## What is needed
An exact, complete copy of the entries that follow is needed.

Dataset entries

----------------

PR #11704, opened 2024-09-26
[DOC] Tweaks for Array#hash

BurdetteLamar:


array.c
```diff
@@ -5270,15 +5270,18 @@ rb_ary_hash_values(long len, const VALUE *elements)
 
 /*
  *  call-seq:
- *    array.hash -> integer
+ *    hash -> integer
  *
  *  Returns the integer hash value for +self+.
  *
- *  Two arrays with the same content will have the same hash code (and will compare using #eql?):
+ *  Two arrays with the same content have the same hash value (and are #eql?):
```
peterzhu2118, line 5277: This is not true. Having the same hash value does not guarantee that they are `#eql?`. However, if they are `#eql?`, then they must have the same hash value.

The original documentation meant that `#hash` is used for the hash and `#eql?` is used for comparison in operations that hash.

array.c
```diff
@@ -5270,15 +5270,18 @@ rb_ary_hash_values(long len, const VALUE *elements)
...
  *
- *    [0, 1, 2].hash == [0, 1, 2].hash # => true
- *    [0, 1, 2].hash == [0, 1, 3].hash # => false
+ *    ['a', 'b'].hash == ['a', 'b'].hash # => true
+ *    ['a', 'b'].hash == ['a', 'c'].hash # => false
+ *    ['a', 'b'].hash == ['a'].hash      # => false
  *
+ *  Related: Object#__id__;
```
peterzhu2118, line 5283: I'm not sure why `BasicObject#__id__` or `Object#object_id` is a related method. It does fundamentally different things. `#hash` is based on the contents of the object whereas `BasicObject#__id__` or `Object#object_id` is based on the exact object. For example:

```ruby
a = [1, 2]
b = [1, 2]
a.__id__ # => 47200
b.__id__ # => 54260
a.hash # => 2062042495941918302
b.hash # => 2062042495941918302
```

array.c

array.c

peterzhu2118 (approved):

----------------

## Worked solution
PR #11704, opened 2024-09-26
[DOC] Tweaks for Array#hash

BurdetteLamar:


array.c
```diff
@@ -5270,15 +5270,18 @@ rb_ary_hash_values(long len, const VALUE *elements)
 
 /*
  *  call-seq:
- *    array.hash -> integer
+ *    hash -> integer
  *
  *  Returns the integer hash value for +self+.
  *
- *  Two arrays with the same content will have the same hash code (and will compare using #eql?):
+ *  Two arrays with the same content have the same hash value (and are #eql?):
```
peterzhu2118, line 5277: This is not true. Having the same hash value does not guarantee that they are `#eql?`. However, if they are `#eql?`, then they must have the same hash value.

The original documentation meant that `#hash` is used for the hash and `#eql?` is used for comparison in operations that hash.

array.c
```diff
@@ -5270,15 +5270,18 @@ rb_ary_hash_values(long len, const VALUE *elements)
...
  *
- *    [0, 1, 2].hash == [0, 1, 2].hash # => true
- *    [0, 1, 2].hash == [0, 1, 3].hash # => false
+ *    ['a', 'b'].hash == ['a', 'b'].hash # => true
+ *    ['a', 'b'].hash == ['a', 'c'].hash # => false
+ *    ['a', 'b'].hash == ['a'].hash      # => false
  *
+ *  Related: Object#__id__;
```
peterzhu2118, line 5283: I'm not sure why `BasicObject#__id__` or `Object#object_id` is a related method. It does fundamentally different things. `#hash` is based on the contents of the object whereas `BasicObject#__id__` or `Object#object_id` is based on the exact object. For example:

```ruby
a = [1, 2]
b = [1, 2]
a.__id__ # => 47200
b.__id__ # => 54260
a.hash # => 2062042495941918302
b.hash # => 2062042495941918302
```

array.c

array.c

peterzhu2118 (approved):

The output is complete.